Mittwoch, 24. August 2011

Hemden, Hemden, Hemden

Seit Jahren nähe ich alle Hemden für meinen Mann, worauf wir beide ein wenig stolz sind.

Ich habe im Laufe der Zeit einmal den Schnitt gewechselt, als der Wunsch nach einem etwas körpernäherem Modell geäußert wurde. Es waren aber immer Burdaschnitte aus Monatsheften.

Wenn ich einen geeigneten Hemdenstoff sehe, wird gekauft, denn ich brauche ja Material und irgendwann wird es schon vernäht. Ich bin auch immer auf der Suche nach außergewöhnlichen Stoffen; gern verarbeite ich Leinen, besonders Bicolor-Leinen, wie es sie bei Florence gibt. Auch auf Reisen gekaufte Stoffe sind beliebt; da wird dann immer ein wenig Erinnerung mit eingenäht.

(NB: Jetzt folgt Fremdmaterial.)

Issue #5694, opened 2025-09-20
Ability to properly see the current progress


adeftu:
**What you want IINA to do:**

I'd like to press a key and see the current timestamp where the video is at. 
Also, I'd like the text size of this display to be customized.

Alternatively, I'd like the size of the On screen controller toolbar size to be customized so that the timestamp is not as tiny.

**What IINA does currently:**

As far as I know there are currently 2 ways to find the timestamp:
* In the On screen controller toolbar. The problem with this is that the text is absolutely tiny and I can barely see the timestamp and time left. If this could be customized, that would be great.
* When I pause/resume the video, in the top left corner of the screen below Pause/Resume. The size of this text can be indeed customized, but I don't really want to pause the video just to see where I'm at.

**Examples of other projects that have something similar:**

In mpv I can can press O key and see the current progress.

AMRITESH240304:
I tried to make it simple now when you press the O key, it shows the current timestamp with progress bar on the screen.

https://github.com/user-attachments/assets/f04e1808-1ae8-407a-a21a-020fa425bb35

uiryuu:
Fixed in https://github.com/iina/iina/commit/1e706fdfa1a7ff86b897318a1c77264413fac48a

sitenoise:
Wow! I don't know how I got cc:'d on this and didn't know it was something someone else had asked for (I don't know how to make sense of all these "commit" & "PR" things) 

This makes me so HAPPY Thank you @uiryuu and @low-batt !

PR #5750, opened 2025-10-10
feat: show current timestamp and progress bar on 'O' key press

AMRITESH240304:
- [x] This implements/fixes issue #5694 .
.

---

**Description:**
when you press the O key, it shows the current timestamp and progress bar on the screen.
changes in the input.conf by adding the o keybinding

### DIFF
--- a/iina/PlayerWindowController.swift
+++ b/iina/PlayerWindowController.swift
@@ -283,6 +283,10 @@ class PlayerWindowController: NSWindowController, NSWindowDelegate {
       case MPVCommand.screenshot.rawValue:
         return player.screenshot(fromKeyBinding: keyBinding)
         
+      case MPVCommand.showProgress.rawValue:
+        showTimestampWithPosition()
+        returnValue = 0
+        
       default:
         returnValue = player.mpv.command(rawString: keyBinding.rawAction)
       }
@@ -700,6 +704,15 @@ class PlayerWindowController: NSWindowController, NSWindowDelegate {
     default:
       break
     }
+  }
+
+  internal func showTimestampWithPosition() {
+    guard player.info.state.loaded else { return }
+    let osdText = (player.info.videoPosition?.stringRepresentation ?? Constants.String.videoTimePlaceholder) + " / " +
+    (player.info.videoDuration?.stringRepresentation ?? Constants.String.videoTimePlaceholder)
+    let percentage = (player.info.videoPosition / player.info.videoDuration) ?? 0
+    
+    player.sendOSD(.seek(osdText, percentage))
   }
 
   internal func isMouseEvent(_ event: NSEvent, inAnyOf views: [NSView?]) -> Bool {
--- a/iina/config/iina-default-input.conf
+++ b/iina/config/iina-default-input.conf
@@ -84,6 +84,7 @@ ENTER set fullscreen yes
 q quit
 
 p cycle pause                          # toggle pause/playback mode
+o show-progress                        # show playback progress with position bar
 
 . frame-step                           # advance one frame and pause
 , frame-back-step                      # go back by one frame and pause
--- a/iina/config/input.conf
+++ b/iina/config/input.conf
@@ -92,7 +92,7 @@ SPACE cycle pause                      # toggle pause/playback mode
 ENTER playlist-next                    # skip to the next file
 < playlist-prev                        # skip to the previous file
 O no-osd cycle-values osd-level 3 1    # toggle displaying the OSD on user interaction or always
-o show-progress                        # show playback progress
+o show-progress                        # show playback progress with position bar
 P show-progress                        # show playback progress
 i script-binding stats/display-stats   # display information and statistics
 I script-binding stats/display-stats-toggle # toggle displaying information and statistics


AMRITESH240304:
Hey @low-batt , can you review the changes and let me know if anything needs improvement?

iina/PlayerWindowController.swift
```diff
@@ -283,6 +283,10 @@ class PlayerWindowController: NSWindowController, NSWindowDelegate {
       case MPVCommand.screenshot.rawValue:
         return player.screenshot(fromKeyBinding: keyBinding)
         
+      case MPVCommand.showProgress.rawValue:
+        showTimestampWithPosition()
+        returnValue = 0
+
```
low-batt, line 289: This line contains a bunch of spaces, probably Xcode being helpful. When getting ready to commit do a `git diff` and look for red. Git will point out extraneous trailing spaces.

iina/config/iina-default-input.conf
```diff
@@ -84,6 +84,7 @@ ENTER set fullscreen yes
 q quit
 
 p cycle pause                          # toggle pause/playback mode
+o show-progress                        # show playback progress with position bar
```
low-batt, line 87: The `IINA Default` key bindings were derived from the mpv key bindings. When we are updating IINA's `mpv Default` key bindings we review what changes the mpv project has made to their bindings and determine what changes might be applicable to IINA's bindings.

To make it easier to see the differences between IINA's bindings and mpv's bindings it is desirable to try and match up with the mpv source, when possible.

In the case at hand:
- ` with position bar` has been added to the key binding comment. Better to exactly match the shorter comment used by mpv.
- The new binding was added after `p cycle pause`. In the mpv source it appears after `, frame-back-step` and before `m cycle mute`. So I would move this to be after `, frame-back-step`.
- IINA's `mpv Default` also contains `P show-progress                        # show playback progress`. For whatever reason mpv defines two keys for this action. I would be consistent with mpv and add the binding to capital P to IINA's bindings as well.

iina/config/input.conf
```diff
@@ -92,7 +92,7 @@ SPACE cycle pause                      # toggle pause/playback mode
 ENTER playlist-next                    # skip to the next file
 < playlist-prev                        # skip to the previous file
 O no-osd cycle-values osd-level 3 1    # toggle displaying the OSD on user interaction or always
-o show-progress                        # show playback progress
+o show-progress                        # show playback progress with position bar
```
low-batt, line 95: For the `mpv Default` key bindings we definitely want to match up with mpv. Altering the comment makes it harder to compare IINA's mpv bindings to the mpv source.

iina/PlayerWindowController.swift
```diff
@@ -702,6 +706,15 @@ class PlayerWindowController: NSWindowController, NSWindowDelegate {
     }
   }
 
+  internal func showTimestampWithPosition() {
+    guard player.info.state.loaded else { return }
+    let osdText = (player.info.videoPosition?.stringRepresentation ?? Constants.String.videoTimePlaceholder) + " / " +
+    (player.info.videoDuration?.stringRepresentation ?? Constants.String.videoTimePlaceholder)
+    let percentage = (player.info.videoPosition / player.info.videoDuration) ?? 0
+
```
low-batt, line 714: Blank line contains spaces.

low-batt:
@AMRITESH240304 Sorry I'm slow to get to this PR. Super busy these days. Thanks for poking me about it. Also I am a _junior_ IINA developer and normally don't get involved with key bindings. Generally other IINA developers handle that. I was hoping others would get to this PR before me.

You did a good job on this PR. When I see that I provide a super picky review. When you see all the feedback I'm going to provide remember I think this is good work and IINA very much appreciates the submission.

Also remember I don't usually cover this area. You might want to wait to hear from the other IINA developers to see if they agree with me before making changes to address my comments. Use your own judgement about that.

You won't be able to see it, but I will be adding this PR to our work list for IINA 1.5.0. I will also ask the other developers to take a look at it.

I will be posting my review comments shortly…

----

For the other IINA developers…

This PR is about adding support for the [show-progress](https://mpv.io/manual/stable/#command-interface-show-progress) mpv command:
> **show-progress**
> Show the progress bar, the elapsed time and the total duration of the file on the OSD. no-osd has no effect on this command.

In general IINA has not made an effort to support mpv configuration where that configuration applies to the mpv UI. I'm thinking IINA should try and support more mpv UI configuration where it is fairly generic and could apply to IINA's UI, like the case at hand.

In response to the `show-progress` command mpv shows an OSD message as well as the progress bar:

mpv


With this PR IINA only shows the OSD, which makes sense to me as the OSD message contains a progress bar:

iina

iina/PlayerWindowController.swift
```diff
@@ -702,6 +706,15 @@ class PlayerWindowController: NSWindowController, NSWindowDelegate {
     }
   }
 
+  internal func showTimestampWithPosition() {
+    guard player.info.state.loaded else { return }
+    let osdText = (player.info.videoPosition?.stringRepresentation ?? Constants.String.videoTimePlaceholder) + " / " +
+    (player.info.videoDuration?.stringRepresentation ?? Constants.String.videoTimePlaceholder)
+    let percentage = (player.info.videoPosition / player.info.videoDuration) ?? 0
+    
+    player.sendOSD(.seek(osdText, percentage))
```
low-batt, line 715: Two things bother me about this code. We are using the existing `seek` OSD message. But no seeking has occurred. We are _reusing_ this OSD message for a situation it was not intended for because the message it shows is exactly what we want to display in this case. This happens a lot with software. The danger is that in the future someone alters this OSD message to be specific to seeking. Like adding "Seeked to" to the display.

One way to solve this would be to rename the `seek` OSD message enum constant to be a more generic `position`.

The other thing that bothers me is that this duplicates the code to form the message, found in `MainWindowController`:

https://github.com/iina/iina/blob/23f663ab1c615522b6db61f659d2b39c03a9ce65/iina/MainWindowController.swift#L2935-L2938

It is not much code. But in this case since `MainWindowController` is a subclass of `PlayerWindowController` it is easy to move this code into a little utility method and have both classes use that method. Maybe `createPositionOSDMessage`? Assuming the `seek` message is renamed…

low-batt (commented):
Some feedback to think about…

iina/PlayerWindowController.swift
uiryuu: @AMRITESH240304 FYI, you should enable these 2 options in Xcode's settings:

Image

uiryuu: Only the main window will react to this action, so this function should only be implemented in `MainWindowController` instead of `PlayerWindowPlayer`, which will be used for the main window and the mini player. Therefore I suggest moving this case (together with `showTimerstampWithPosition()`) to `MainWindowController`.

iina/PlayerWindowController.swift
uiryuu: What about we create a new OSD message for this? We can also add some additional information like high-precision time stamp, current frame number to make it more helpful?

uiryuu:
Nice and clean commit. Definitely something we'd like to add in the following release. See my comment above.

iina/PlayerWindowController.swift
low-batt: That would be nice.

lhc70000:
Thanks for the PR, it looks good to me if the comments can be addressed.

uiryuu:
Merged by https://github.com/iina/iina/commit/1e706fdfa1a7ff86b897318a1c77264413fac48a

PR #7, opened 2021-04-17
Allow user to disable fancy UI

phikal:
Hope this is self-explanatory. Not everyone likes fancy UIs.

### DIFF
--- a/corfu.el
+++ b/corfu.el
@@ -55,6 +55,10 @@
   "Enable cycling for `corfu-next' and `corfu-previous'."
   :type 'boolean)
 
+(defcustom corfu-fancy t
+  "Show the scroll bar and the border in popups."
+  :type 'boolean)
+
 (defgroup corfu-faces nil
   "Faces used by Corfu."
   :group 'corfu
@@ -178,7 +182,7 @@ If `line-spacing/=nil' or in text-mode, the background color is used instead.")
   "Show LINES as popup at POS, with IDX highlighted and scrollbar between LO and LO+BAR."
   (let* ((size (corfu--char-size))
          ;; XXX Deactivate fancy border on terminal or if line-spacing is used
-         (fancy (and (not line-spacing) (display-graphic-p)))
+         (fancy (and corfu-fancy (not line-spacing) (display-graphic-p)))
          (lborder-curr (corfu--border (car size) (cdr size) 1 'corfu-border 'corfu-current))
          (rborder-curr (corfu--border (car size) (cdr size) -1 'corfu-border 'corfu-current))
          (rbar-curr (corfu--border (car size) (cdr size) (- (ceiling (car size) 3))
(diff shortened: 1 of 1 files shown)


minad:
But you still want to see the wide scrollbar? You only dislike the thin borders/thin scrollbar indicator?

phikal:
On my system it also hid the scroll bar, as intended?

minad:
No, it should not do that. Either you get the "fancy" thin border/thin scrollbar or you get the wide scrollbar.

phikal:
Daniel Mendler ***@***.***> writes:

> No, it should not do that. Either you get the "fancy" thin border/thin
> scrollbar or you get the wide scrollbar.

Ah, it must be that a previous customization was still in effect, that
didn't render the scrollbar. I will amend the commit to add that too.

-- 
	Philip K.

corfu.el
```diff
@@ -55,6 +55,10 @@
   "Enable cycling for `corfu-next' and `corfu-previous'."
   :type 'boolean)
 
+(defcustom corfu-fancy t
```
minad, line 58: `corfu-scrollbar` as a better name?

corfu.el
```diff
@@ -220,8 +224,11 @@ If `line-spacing/=nil' or in text-mode, the background color is used instead.")
                         (if (and lo (<= lo row (+ lo bar)))
                             (if (= row idx) rbar-curr rbar)
                           (if (= row idx) rborder-curr rborder))
-                      (propertize " " 'face (if (and lo (<= lo row (+ lo bar)))
-                                                'corfu-bar 'corfu-border))))))
+                      (propertize " " 'face (cond ((and lo (<= lo row (+ lo bar)))
```
minad, line 227: There is an easier way to do this. Just set lo=nil if you want to disable the scrollbar.

minad:
Hmm, but you also want to hide the thin border probably? Maybe this option is not good as is. There are multiple possibilities:

* only thin border
* only thin indicator
* thin border+thin indicator
* thick indicator/right border

Given that the display code is a bit of a mess, this is low priority for now. Let's see first where this develops. Maybe I will drop overlays altogether and go with something like posframe/postip in the end.

corfu.el
phikal: I thought about that, but it also hides the border so I decided to stay with fancy.

phikal:
> Maybe I will drop overlays altogether and go with something like posframe/postip in the end.

Using child frames sounds like a better idea in general. It might even be possible to not have the completion pop up at point but in a side frame.

minad:
> Using child frames sounds like a better idea in general. It might even be possible to not have the completion pop up at point but in a side frame.

If you are interested in prototyping this it would be great. I haven't used child frames before. But we would probably still keep the overlay code around for tui and depending on preference of the user. However I would drop the fancy borders given an alternative child frame display function.

minad:
I just found this https://github.com/company-mode/company-mode/issues/745#issuecomment-351875967. I may give this a try.

phikal:
I haven't used child-frames for anything serious either, but I'll take a look.

minad:
There is one serious issue which I had observed once before when I tried posframe a while ago. The internal border color cannot be set. It does not update, see https://github.com/tumashu/posframe/issues/74. Given that child frames are still buggy I am less enthusiastic about this now.

~~~ elisp
      (set-face-background 'internal-border "red" my-tooltip-child-frame)
      (when (facep 'child-frame-border)
        (set-face-background 'child-frame-border "red" my-tooltip-child-frame))
~~~

minad:
And do I understand correctly that it is a real frame going back and forth with the window manager. I am not a big fan of that approach - on my setup this can lead to flicker and I would like to keep the window manager out of the business here. I don't understand why Emacs does not render a rectangle on top of the current frame itself.

PR #21, opened 2021-05-07
Hint desktop-save-mode for child frame

nuance:
By default, the `corfu--frame` child frame is being persisted across sessions saved by `desktop-save-mode`, leading to a random / non-dismissible corfu popup when I launch emacs.

I'm currently using the following advice to prevent this from happening:

```emacs-lisp
  (defun dont-save-frame (orig-fun &rest args)
    "Add the `desktop-dont-save' parameter to the frame."
    (apply orig-fun args)
    (when corfu--frame (set-frame-parameter corfu--frame 'desktop-dont-save t)))
  (advice-add 'corfu--child-frame :around #'dont-save-frame)
```

This PR makes this change more directly.

### DIFF
--- a/corfu.el
+++ b/corfu.el
@@ -255,6 +255,7 @@ Set to nil in order to disable confirmation."
     (set-frame-parameter
      corfu--frame 'background-color
      (face-attribute 'corfu-background :background))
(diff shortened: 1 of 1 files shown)


minad:
Thanks, good find!

PR #43, opened 2021-07-22
Touch up features

jdtsmith:
Ability to summon the popup at any time, even in auto mode, which is a comparative advantage relative to company (which doesn't use the default completion system and so requires rebinding Tab or some such).


minad:
Thanks!

PR #51, opened 2021-08-09
Go back to prompt with scroll on first candidate.

jdtsmith:


minad:
I reconsidered and decided to enable prefix arguments instead as in Vertico. For some reason I didn't implement this yet in Corfu.

PR #76, opened 2021-11-10
Variable width alignment

minad:
Not pixels but floating point values in units of char width are used here.
This is a bit simpler and probably flexible enough for our purposes.

### DIFF
--- a/corfu.el
+++ b/corfu.el
@@ -408,8 +408,8 @@ A scroll bar is displayed from LO to LO+BAR."
          (x (or (car pos) 0))
          (y (or (cdr pos) 0)))
     (corfu--make-frame
-     (- x lm (* cw off)) y
-     (+ (* width cw) lm rm) (* (length lines) ch)
+     (- x lm (round (* cw off))) y
+     (+ (round (* width cw)) lm rm) (* (length lines) ch)
      (mapconcat (lambda (line)
                   (let ((str (concat lmargin line
                                      (if (and lo (<= lo row (+ lo bar))) sbar rmargin))))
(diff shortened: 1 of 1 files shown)


minad:
Test function, which was not possible before:

~~~ elisp
;; 1 char icon, 0.15 margin
(setq corfu-kind-formatter (lambda (_)
                             (propertize
                              (concat
                               (propertize " " 'display '(space :width 0.15))
                               "#"
                               (propertize " " 'display '(space :width 0.15)))
                              'corfu-width 1.3
                              'face '(:background "cyan"))))
~~~

minad:
Alternatively one could also search for `(space :width float)` display properties but then the situation would get quickly out of hand, since the `:width` specifications can be so complicated (different units, formulas, etc).

corfu.el
```diff
@@ -611,15 +611,20 @@ A scroll bar is displayed from LO to LO+BAR."
...
   (setq cands
         (cl-loop for c in cands collect
                  (cl-loop for s in c collect
                           (replace-regexp-in-string "[ \t]*\n[ \t]*" " " s))))
-  (let* ((cw (cl-loop for x in cands maximize (string-width (car x))))
-         (pw (cl-loop for x in cands maximize (string-width (cadr x))))
-         (sw (cl-loop for x in cands maximize (string-width (caddr x))))
+  (let* ((cw (cl-loop for x in cands maximize (corfu--string-width (car x))))
+         (pw (cl-loop for x in cands maximize (corfu--string-width (cadr x))))
+         (sw (cl-loop for x in cands maximize (corfu--string-width (caddr x))))
```
minad, line 627: I am overly general here - probably the 'corfu-width property should only be used for the prefix. The other strings won't have it.

jdtsmith:
Time traveler and mind reader too, eh?  Quite the skillset ;).  I'll take a look.  An advantage of "I'm always 3 chars wide" is good centering for 1 char string, 2 char string or icon.

minad:
> Time traveler and mind reader too, eh?

Just pretending to be a mind reader, easy as a time traveler :-P

> "I'm always 3 chars wide" is good centering for 1 char string, 2 char string or icon.

But seriously, this was just your idea since you wanted margin+icon+margin and the margin was reasonably close with 0.6. The only sacrifice we make is for 1 char text "icons" - a sacrifice which is justified in my opinion, since icons will be more popular.

So I close this variable width PR for now - keeping it simple, yay! We can still revisit this later if needed!

PR #83, opened 2021-11-17
Allow opting out of sorting prefix-matched candidates first

daanturo:


minad:
Thank you for the suggestion! This feature can already be tweaked in a single line, but arguably a bit less conveniently.

~~~ elisp
(advice-add #'corfu--move-prefix-candidates-to-front :override (lambda (_ x) x))
~~~

I am a bit hesitant to add configuration options to tweak such details, which are not often requested and which are probably not that interesting for many people. This holds in particular if the functionality can be easily disabled as in this case. There are more "magical" candidate movements taking place in Corfu - will we end up with a configuration option for each of those?

https://github.com/minad/corfu/blob/705d0ca1fd0891dcbc82ceb5d68e4da27957f0e8/corfu.el#L559-L568

Since you are using Doom, I guess you are familiar with my other packages and know that I am a bit opinionated on what to add and what to add not. Like Doom, opinionated but stubborn - hopefully. ;) So I would like to ask how long you used Corfu and if you gave it an earnest try for a longer while. There are two points I want to make: 1. Did you try Corfu for a longer time with the setting on and with the setting off, are you convinced that you want to disable this? 2. Often contributors come, propose some PR or feature request and then go back again to their familiar tools (often for various reasons, not because Corfu is bad, but because of familiarity and maybe because of some minor issues which are not yet sorted out in Corfu due to its younger age). This means I can resolve the issue by doing nothing and just waiting until more users come along requesting the same.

Beispiele von Hemden aus der letzten Zeit:


Ein Hemd aus einem leichten Jeansstoff mit silberfarbenen Metallknöpfen. Zugegeben: ein unspektakuläres Material, aber Jeanshemden werden heiß geliebt und es müssen besser immer wenigstens zwei im Schrank sein.


Dieses Hemd ist aus einer terracottafarbenen Baumwolle in der Webart eines Gabardine. Der Stoff war von stoffe.de, die bräunlich-naturfarbenen Knöpfe sind zwar "nur" aus Kunststoff, aber fein braun-beige gemasert (auf dem Foto nicht gut zu erkennen), was ich hier sehr passend fand.


Dieses Hemd ist aus reinem Leinen, fast schwarz und mit feinen Nadelstreifen. Hier passen Perlmuttknöpfe (sowieso mein Favorit bei Knöpfen) sehr gut. Dieser Stoff war ein Glücksfall: nicht zu dick und nicht zu dünn, dicht gewebt aber nicht steif, sehr gut zu verarbeiten und die Trageeigenschaften  sind hervorragend. Den Stoff vom Hersteller Schönderlein & Helm habe ich in Gießen bei "Stoffblüte" gekauft.


Last but not least ein Kurzarmhemd aus einem Bicolor-Leinen (Farbe: khaki/schwarz) von Anita Pavani. Auch hier wieder mit Perlmuttknöpfen.

Als "Zugabe" noch zwei Hemden in meinem Atelier bei burda.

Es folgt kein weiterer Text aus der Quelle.